Stay tuned for launch details!

For review copies, please contact me on kirsten.irving@gmail.com.

Emerging Foreign Poets #1: Marianna Geyde

The first in a series of articles in which the Judge discusses some of the most interesting young poets writing in languages other than English. Today’s candidate comes from Russia.

Born in Moscow in 1980, Marianna Geyde is yet another entry in the apparently endless list of precocious Russian writers, from Irina Denezhkina to Alina Vituchnovskaja. I’m going to introduce her by turning straight to the opening of one of her poems. It has no title, and the translation is my own:

may my hand be crumbled, like Sunday bread,
in twelve and two phalanxes, ordered
five by five with shields carved from bone,
and may all remain this way, until peace comes and
my bread once more turns into my hand.

I’ve singled out this stanza because it demonstrates, I think, the biblical economy of her language. When I say ‘biblical,’ I am not referring to the taste of her imagery (or, not just). It’s easy to say that the first and last line recall Christ’s miraculous crumbling of the bread-loaves, reversing the roles of hand and bread (and by extension, agent and object). It’s also obvious that the line ‘and may all remain this way, until peace comes’ is alike to biblical verse in both syntax and style, including the opening with the conjunction ‘and.’ What I mean, over and above all of this, is her ability to charge very simple words with profound symbolic meaning, and then sustain that charge throughout.

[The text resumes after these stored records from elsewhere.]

PR #2263, opened 2024-12-12
Add support for the VLA RTP header extension

bgrozev:
- **feat: Add BitReader utilities and tests.**
- **feat: Add a parser for the VLA RTP header extension.**
- **ref: Remove unused function.**
- **feat: Update layers with info found in VLA.**
- **feat: Add an option to use targetBitrate instead of measured bitrate for allocation**


JonathanLennox (commented):
You'll want to make sure the VLA is forwarded by HeaderExtStripper on Octo links, but probably it's not needed to be sent down to endpoints?

JonathanLennox (approved):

The resonance between the first and last line, which seem to attract and repel each other magnetically, containing the rest of the stanza within their field, leaves room for a great deal of interpretation. The ‘hand’ is metonymic for the poet’s agency, and the mutation into ‘Sunday bread’ (meaning festive bread) suggests the same agency’s surrender into a sacred order which is at once religious, cultural, and historical (even domestic, as bread has special connotations of hospitality in Russia). The term ‘Sunday’ recalls Christian traditions (mass, for instance), but it also has teleological implications as the last day of the week, and thus the last step of the cycle. So surrendering the ‘hand’ into the bread of Sunday may refer to the hand’s ultimate destination – the agent (and its actions) ending their journey in sublimation with an historical identity. Read this way, the extract is biblical even without being Christian (there are, note well, no explicit references to Christianity anywhere in the poem), in the sense that its choice of words suggests great richness of meaning without imposing any specific reading on the receptor. In fact, the whole point of the term ‘bread’ may be its polyfunctionality, turning the mysterious, alchemic last stanza (with the return to the concept of the cycle), into an equally sophisticated open end. The bread is turned back into the hand (or at least takes its role, as the word притворится means to transform but also to pretend, to act), returning harmony between agent and object, poet and Christ, present and myth. I shall refrain from bringing the whole central part of the stanza (much less the whole poem) into the discussion as well, but hopefully the brightness and conceptual fertility of Geyde’s work has been aptly exposed.

Geyde is not, of course, the only artist to deploy this type of intertextual sensitivity. Even restraining our search to her own country we find other poets engaging with mytho-theological themes (Olga Grebennikova, for example). But she is the only one I have encountered who can execute it with such technical simplicity. The stanza above includes no erudite references to saints or historical events or past writers, of the type we so commonly find in modern and contemporary poetry. There is no recondite vocabulary at all. And the turn of phrase is a simple one, which lends itself to being followed serenely.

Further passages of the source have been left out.